PR #567, opened 2026-03-12
feat(telegram): Reply-to-message context for quoted messages

### LINKED ISSUE #564: feat: Reply-to-message support in Telegram bridge
## Summary

Add support for Telegram's `reply_to_message` field so the agent understands which message the user is quoting/replying to.

## Problem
------------------------------------
▶ [Activity]
Return the lines beginning at the one that contains "Add support for" and continuing through the last line of the data, exactly as they stand and without any others.

▶ [Exercise output]
Add support for Telegram's `reply_to_message` field so the agent understands which message the user is quoting/replying to.

## Problem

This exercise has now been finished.